Data records
^^^^^^^^

PR #1993, opened 2023-10-17
fix the start block height of the first epoch

### LINKED ISSUE #648: Mismatch in initial block heights at genesis
The initial block height of the chain according to `request::InitChain` from tower ABCI is 1 ([see code here](https://github.com/anoma/namada/blob/546a043f023e329b815d7cb6dfa49d33425a02a9/apps/src/lib/node/ledger/shell/init_chain.rs#L52-L55)), which does not match the initial block height of the chain in the namada protocol, which is 0.

The initial block height of 1 from tower ABCI is used to determine when the next epoch begins [right here](https://github.com/anoma/namada/blob/546a043f023e329b815d7cb6dfa49d33425a02a9/apps/src/lib/node/ledger/shell/init_chain.rs#L64-L69), so possibly epoch 1 (the second epoch) starts a block later than intended.

tzemanovic:
## Describe your changes

closes #648

0.23


core/src/types/storage.rs
```diff
@@ -267,6 +273,17 @@ impl TryFrom<i64> for BlockHeight {
...
 }
 impl BlockHeight {
+    /// The first block height 1.
+    pub fn first() -> Self {
+        Self(1)
+    }
+
+    /// A sentinel value block height 0 may be used before any block is
+    /// committed or in queries to read from the latest committed block.
+    pub fn sentinel() -> Self {
```
sug0, line 283:
```suggestion
    pub const fn sentinel() -> Self {
```
nit

core/src/types/storage.rs
```diff
@@ -1161,13 +1178,12 @@ pub struct Epochs {
...
-
 impl Default for Epochs {
-    /// Initialize predecessor epochs, assuming starting on the epoch 0 and
-    /// block height 0.
+    /// Initialize predecessor epochs, assuming start of the first epoch at
+    /// block height 1.
     fn default() -> Self {
         Self {
-            first_block_heights: vec![BlockHeight::default()],
+            first_block_heights: vec![BlockHeight(1)],
```
sug0, line 1186: this is still somewhat incorrect, though, no? because it assumes height 1 has already been committed even before we commit the first block

tzemanovic: yeah, good point! I think we can just initialize it empty as it's later set from init chain

sug0: @tzemanovic if it doesn't break the protocol, sure, but I think it's still semantically wrong. when calling finalize-block for the first time, no block has been committed yet, so `Epochs` in theory would be empty

tzemanovic: I think it's ok - the first epoch is initialized on `InitChain` instead of `FinalizeBlock` as for many sub-systems it needs different logic than the epoch change in `FinalizeBlock`

core/src/types/storage.rs
tzemanovic: I also did this for `fn first`

core/src/types/storage.rs
tzemanovic: done in [6fb1984](https://github.com/anoma/namada/pull/1993/commits/6fb1984cbdc0522031c5e1c46e4c83b5b8f794d2)

yito88 (approved):

tzemanovic:
I squashed the fixup commits in the last f-push (no diff)

PR #2045, opened 2023-10-24
Validator metadata

### LINKED ISSUE #1609: PoS validator metadata
allow validators to optionally set metadata such as an alias, website, description

brentstone:
## Describe your changes
Closes #1609.

This PR implements the storage of validator metadata, such as an email, description, website, and discord_handle. An email is the only required piece of this data. A TX is implemented to change this metadata that also allows one to change a validator's commission rate at the same time.

v0.25.0


s0uk4:
Adding an email should be required, with a tx implemented to change this field if need be (it should not be immutable)

Ideally, this should allow us to select for everyone who is either active and without VP and those who are active and have VP if there is ever a need to coordinate.

apps/src/lib/config/genesis.rs
```diff
@@ -372,6 +372,7 @@ pub mod genesis_config {
                         "Max commission rate change must be between 0.0 and \
                          1.0",
                     ),
+                metadata: Default::default(),
```
tzemanovic, line 375: we should add the metadata to `ValidatorConfig` and pass them through here to allow to set these at genesis

brentstone: done in d356f824843c2a50089651d773240c0d2b7aa077

sdk/src/tx.rs
```diff
@@ -605,6 +607,138 @@ pub async fn build_validator_commission_change<'a>(
...
+
+    // If there is a new email, it cannot be an empty string that indicates to
+    // remove the data (email data cannot be removed)
+    if let Some(email) = email.as_ref() {
+        if email.is_empty() {
+            edisplay_line!(
+                context.io(),
+                "Cannot remove a validator's email, which was implied by the \
+                 string {}",
+                email
```
tzemanovic, line 651:
```suggestion
                "Cannot remove a validator's email, which was implied by the \
                 empty string"
```

proof_of_stake/src/types.rs
```diff
@@ -328,6 +328,45 @@ pub struct GenesisValidator {
...
+    /// Validator description
+    pub description: Option<String>,
+    /// Validator website
+    pub website: Option<String>,
+    /// Validator alias
+    pub alias: Option<String>,
+    /// Validator's discord handle
+    pub discord_handle: Option<String>,
+}
+
```
tzemanovic, line 359:
```suggestion

#[cfg(any(test, feature = "testing"))]
```
(to avoid using the default email somewhere in non-test code)

tzemanovic (approved):

apps/src/lib/config/genesis.rs
```diff
@@ -200,6 +201,16 @@ pub mod genesis_config {
         /// Tendermint node key is used to derive Tendermint node ID for node
         /// authentication
         pub tendermint_node_key: Option<HexString>,
+        /// Validator email (required)
+        pub email: String,
```
tzemanovic, line 205: @s0uk4 @Fraccaman because this is required, this will be a breaking change for testnet setup - you'll need to ask all validators to add this

tzemanovic (approved):

apps/src/lib/config/genesis.rs
adrianbrink: It can just be an empty string. We can't validate the email anyway during the submission.

adrianbrink: So based on that I think we can also make this an option too. Ie, someone can make their email `potatoe@potatoe@potatoe.com`, which is equivalent to None really.

s0uk4: even if this is true, that's the validator's problem, not ours. they need to put an email in for the case where the network needs them to respond to potential security issues. asking for an email field helps us, but it's also a favor to the valds themselves.

if they put in an empty string rather than the proper email and there is a breaking change or risk requiring validators to respond, and they don't see discord /or/ the email, they will go down/put the network at risk and be penalized, which means they will lose money. there is incentive for them not to defect here.

brentstone: It's unclear to me if @s0uk4 is convincing others here, so can we get some clear consensus on how the email should be done? Atm, it is required, and providing an empty string for this arg will return an error, since empty strings are used to indicate that one wants to remove metadata from storage (i.e. if I want to delete my validator website, I pass `--website ""` at the CLI).

tzemanovic (approved):

PR #2050, opened 2023-10-25
Reduce merkle tree snapshots

### LINKED ISSUE #2043: Store only essential Merkle tree snapshots
Currently, we store a lot of Merkle tree snapshots. In the current testnet, the size of a snapshot was over 2GB and the 60 snapshots took over 100GB.

The Merkle tree has 4 subtrees under the `Base` tree; `Account`, `PoS`, `Ibc`, and `BridgePool`. `Base` tree has roots of subtrees. Each subtree has hashed key-value pairs. We store `Base` tree snapshot at every height(block) for the root hash. 4 subtree snapshots are stored every epoch for the readable period (60 epochs in the testnet).
https://github.com/anoma/namada/blob/2138c968f07d22714a25a20b30ba8526b2afffd2/apps/src/lib/node/ledger/storage/rocksdb.rs#L912-L940

However, only IBC and EthBridge require the Merkle proof though the Merkle tree snapshot is used for proof generation. The `Account` and `PoS` snapshots are never used (except for node restart).

So, we need to store only `Ibc` and `BridgePool` tree snapshots for the period and store `Account` and `PoS` tree snapshots only for the last epoch for restarting.
The changes would be about:
- Check if the snapshots should be stored or not when each block commit
- Restore a Merkle tree
    - When all snapshots are loaded
    - When not all snapshots are loaded
        - Load the last snapshots and restore the tree by diffs

It would drastically reduce the storage size. The size would be from 100GB  to 4GB.

yito88:
## Describe your changes
closes #2043

`v0.25.0`


apps/src/lib/node/ledger/storage/rocksdb.rs
```diff
@@ -775,6 +779,35 @@ impl DB for RocksDB {
...
+                    .map_err(|e| Error::DBError(e.into_string()))?
+                {
+                    merkle_tree_stores.set_root(
+                        st,
+                        types::decode(bytes).map_err(Error::CodingError)?,
+                    );
+                }
+                let store_key = key_prefix
+                    .push(&"store".to_owned())
+                    .map_err(Error::KeyError)?;
```
sug0, line 801:
```suggestion
                let store_key = key_prefix
                    .with_segment("store".to_owned());
```
this method doesn't need to error out

apps/src/lib/node/ledger/storage/rocksdb.rs
```diff
@@ -1033,35 +1065,22 @@ impl DB for RocksDB {
...
-        let tree_key = Key::from(stored_height.to_db_key())
-            .push(&"tree".to_owned())
-            .map_err(Error::KeyError)?;
         let mut merkle_tree_stores = MerkleTreeStoresRead::default();
-        for st in StoreType::iter() {
-            let prefix_key =
-                tree_key.push(&st.to_string()).map_err(Error::KeyError)?;
+        let store_types = store_type
+            .map(|st| vec![st])
+            .unwrap_or(StoreType::iter().copied().collect());
```
sug0, line 1077: [`Either`](https://docs.rs/itertools/latest/itertools/enum.Either.html#impl-Iterator-for-Either%3CL,+R%3E) from itertools implements `Iterator`, so you don't need to allocate here. not really a big deal I guess, more like a FYI

core/src/ledger/storage/merkle_tree.rs
```diff
@@ -259,6 +298,26 @@ impl fmt::Display for StoreType {
...
 }
 
+/// Get the key prefix with which the base root and store are stored in the
+/// storage
+pub fn base_tree_key_prefix(height: BlockHeight) -> Key {
+    Key::from(height.to_db_key())
+        .push(&"tree".to_owned())
+        .expect("Creating a key shouldn't fail")
+        .push(&StoreType::Base.to_string())
+        .expect("Creating a key shouldn't fail")
```
sug0, line 308: `with_segment`, instead of `push` here?

core/src/ledger/storage/merkle_tree.rs
```diff
@@ -259,6 +298,26 @@ impl fmt::Display for StoreType {
...
+
+/// Get the key prefix with which the subtree root and store are stored in the
+/// storage
+pub fn subtree_key_prefix(st: &StoreType, epoch: Epoch) -> Key {
+    Key::from(epoch.to_db_key())
+        .push(&"tree".to_owned())
+        .expect("Creating a key shouldn't fail")
+        .push(&st.to_string())
+        .expect("Creating a key shouldn't fail")
+}
```
sug0, line 319: same

core/src/ledger/storage/mod.rs
```diff
@@ -1086,19 +1142,23 @@ where
...
+                }
+                // Remove stores at the previous epoch because the Merkle tree
+                // stores at the starting height of the epoch would be used to
+                // restore stores at a height (> min_height) in the epoch
+                for st in StoreType::iter_provable() {
+                    self.db.prune_merkle_tree_store(batch, st, epoch.prev())?;
                 }
             }
         }
+        // remove non-provable stores at the previous epoch
```
sug0, line 1154: we can have an extra condition in `prune_merkle_tree_stores` to remove bridge pool stores with nonces lower than the latest bridge pool nonce signed by a quorum of validators. for more context, see the comment at: https://github.com/anoma/namada/issues/2043#issuecomment-1780567749

something like (pseudo code):
```rs
// remove bridge pool stores with outdated nonces
let signed_nonce = get_bridge_pool_signed_nonce();
let trees = get_stored_bridge_pool_trees();

for t in trees.filter(|t| t.nonce < signed_nonce) {
    /* remove t from storage */
}
```

ethereum_bridge/src/test_utils.rs
```diff
@@ -191,8 +189,9 @@ pub fn init_storage_with_validators(
     // set last height to a reasonable value;
     // it should allow vote extensions to be cast
     if let Some(b) = wl_storage.storage.last_block.as_mut() {
-        b.height = 3.into();
+        b.height = 0.into();
```
sug0, line 192: vote extension validation fails when `last_height = 0`. I think semantically this is wrong, given the validation code we have for vote extensions

sug0 (changes requested):

core/src/ledger/storage/mod.rs
yito88: https://github.com/anoma/namada/issues/2043#issuecomment-1783562436

grarco (approved):

sug0 (approved):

^^^^^^^^

• **TRY IT**
Transcribe the records from their first line. Stop after the line with "### LINKED ISSUE #648: Mismatch", including it.

• **SOLUTION TO THIS TASK**
PR #1993, opened 2023-10-17
fix the start block height of the first epoch

### LINKED ISSUE #648: Mismatch in initial block heights at genesis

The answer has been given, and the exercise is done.